Nice answer but, just to be clear - D only supports covariance on 
return types at the moment, and doesn't support contravariance on 
parameters, right?

I remember contravariance being periodically requested in the 
past but, AFAICR, it has not been implemented, right? A quick 
search through the forums didn't turn anything up either... and 
this does not compile:

```
class A {}
class B : A {}

class Y {
	public void bar (B b) {}
}
class X : Y {
	public override void bar (A a){}
}
```
Apr 18 2021
next sibling parent Alain De Vos <devosalain ymail.com> writes:
Also three words are used in this context.
Static binding, dynamic binding, late binding.
Apr 18 2021
prev sibling parent FeepingCreature <feepingcreature gmail.com> writes:
On Sunday, 18 April 2021 at 23:04:26 UTC, ShadoLight wrote:
 On Wednesday, 14 April 2021 at 14:06:18 UTC, FeepingCreature 
 wrote:
 On Wednesday, 14 April 2021 at 13:43:20 UTC, Berni44 wrote:
[..]
 Covariance is related ...
[..]
 The opposite (contravariance) happens ...
[..]

 Nice answer but, just to be clear - D only supports covariance 
 on return types at the moment, and doesn't support 
 contravariance on parameters, right?

 I remember contravariance being periodically requested in the 
 past but, AFAICR, it has not been implemented, right?

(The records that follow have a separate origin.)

PR #963, opened 2021-11-21
Add test for mirror database

mkniewallner:
While taking a look at the project, I saw that there was no test ensuring that mirroring of the database worked as expected when setting `"MIRROR": "default"` option, so I thought it could be nice to add one.


bluetech (approved):
Good idea, thanks!

PR #967, opened 2021-11-23
Drop support for Python 3.5

hramezani:


graingert:
might be worth applying pyupgrade eg https://github.com/pytest-dev/pytest/blob/df9e94fbca59d981df78141f4beebf41affd8ad0/.pre-commit-config.yaml#L36-L40

hramezani:
Thanks @graingert. I've applied `pyupgrade` and updated my patch with code update in a separate commit.

bluetech:
Thanks @hramezani. I notice though that we still support Django 2.2 which supports Python 3.5, as well as pytest 5.4 which does. I think that to keep for the purpose of having a common baseline we should wait until Django 2.2 is no longer supported ([April 2022](https://www.djangoproject.com/download/#supported-versions)), then drop Django 2.2, pytest 5.4 and Python 3.5. WDYT?

hramezani:
@bluetech Yes, Django 2.2 supports Python3.5 but Python3.5 is no longer receiving updates.
In Jazzband we decided to remove Python3.5 support but I am fine to wait and drop the Python3.5 support after Django2.2.
Let's keep the PR open and I will refresh it again.

hramezani:
@bluetech I've refreshed the PR and added another commit to remove Django 2.2 support.
Please take another look whenever you have time.
Thanks!

tox.ini
```diff
@@ -24,6 +22,7 @@ deps =
     coverage: coverage-enable-subprocess
 
     pytest54: pytest>=5.4,<5.5
+    psycopg28: psycopg2-binary==2.8.6
```
bluetech, line 25: Why is this needed?

bluetech (approved):
Thanks!

I left a question, but feel free to merge.

tox.ini
hramezani: Seems we don't need it now. I can't remember why I added this line.
Removed!

hramezani:
@bluetech Thanks for your review.
I am not able to merge the PR because there are some github action test which has to be removed from pipeline.

bluetech:
I removed the outdated checks, but the coverage one still blocks, so I'll force merge myself.

PR #972, opened 2021-11-30
Wire up cls.setUpTestData for class level fixtures

### LINKED ISSUE #514: How to use django_db mark at session fixture?
I have a situation where I need to load huge db fixture which is created by a function. The fixture is needed in all api tests. So I made a session fixture at `conftest.py` which would do it. But the problem is `pytest` throws following exception even though I have marked `django_db`:

`E       Failed: Database access not allowed, use the "django_db" mark to enable it.
`
Below is my code snippet.

```python
from permission.helpers import update_permissions

pytestmark = [
        pytest.mark.django_db(transaction = True),]

@pytest.fixture(scope="session", autouse = True)
def permission(request):
        load_time_consuming_db_fixture()
```

paultiplady:
Reimplement the Django TestCase's setUpTestData. Since we are
already calling the setUpClass machinery from TestCase, it's a
simple step to arrange for PytestDjangoTestCase to call the real
test class's setUpTestData classmethod.

This allows us to defer to the existing Django lifecycle hook machinery,
and also use the Django 3.2 implementation for TestData which
uses a descriptor to handle re-loading model instances between tests.
(It does this by memoizing the pre-test instances, so this avoids
us having to add a DB transaction or refresh_from_db() to reset the
testData.)

Partially fixes #514

### DIFF
--- a/pytest_django/fixtures.py
+++ b/pytest_django/fixtures.py
@@ -182,6 +182,21 @@ def _django_db_helper(
         if _databases is not None:
             databases = _databases
 
+    if VERSION >= (3, 2):
+        from django.test.testcases import TestData
+        # If the test class has defined a Django-style setUpTestData,
+        # arrange for it to be called by the DjangoTestCase classmethods that we're calling here.
+        if request.cls and hasattr(request.cls, 'setUpTestData'):
+            def wrappedSetUpTestData(klass):
+                pre_attrs = request.cls.__dict__.copy()
+                request.cls.setUpTestData()
+                for name, value in request.cls.__dict__.items():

A quick 
 search through the forums didn't turn anything up either... and 
 this does not compile:

 ```
 class A {}
 class B : A {}

 class Y {
 	public void bar (B b) {}
 }
 class X : Y {
 	public override void bar (A a){}
 }
 ```
... That doesn't work?! Holy hell. I mean, run.dlang.io confirms, but ... *why not*?! If you already support return type covariance, parameter contravariance should be easy. It's the same thing! You don't need to do anything! Any B is directly a valid A! Like, sure, there's versions of this that don't trivially work, like mixing interface and class parents, but direct superclass contravariance should be easy. ... Weird. I don't get it. Reading https://issues.dlang.org/show_bug.cgi?id=3075 seems like it collides with overloading. Except ... it doesn't. Because you can't implement multiple overloaded methods with contravariance in a subclass, because it doesn't work for interfaces anyway (cause they occupy a different interface slot in the class and so aren't strictly Liskov.) So the selection of the function to override is still unambiguous. I don't get it.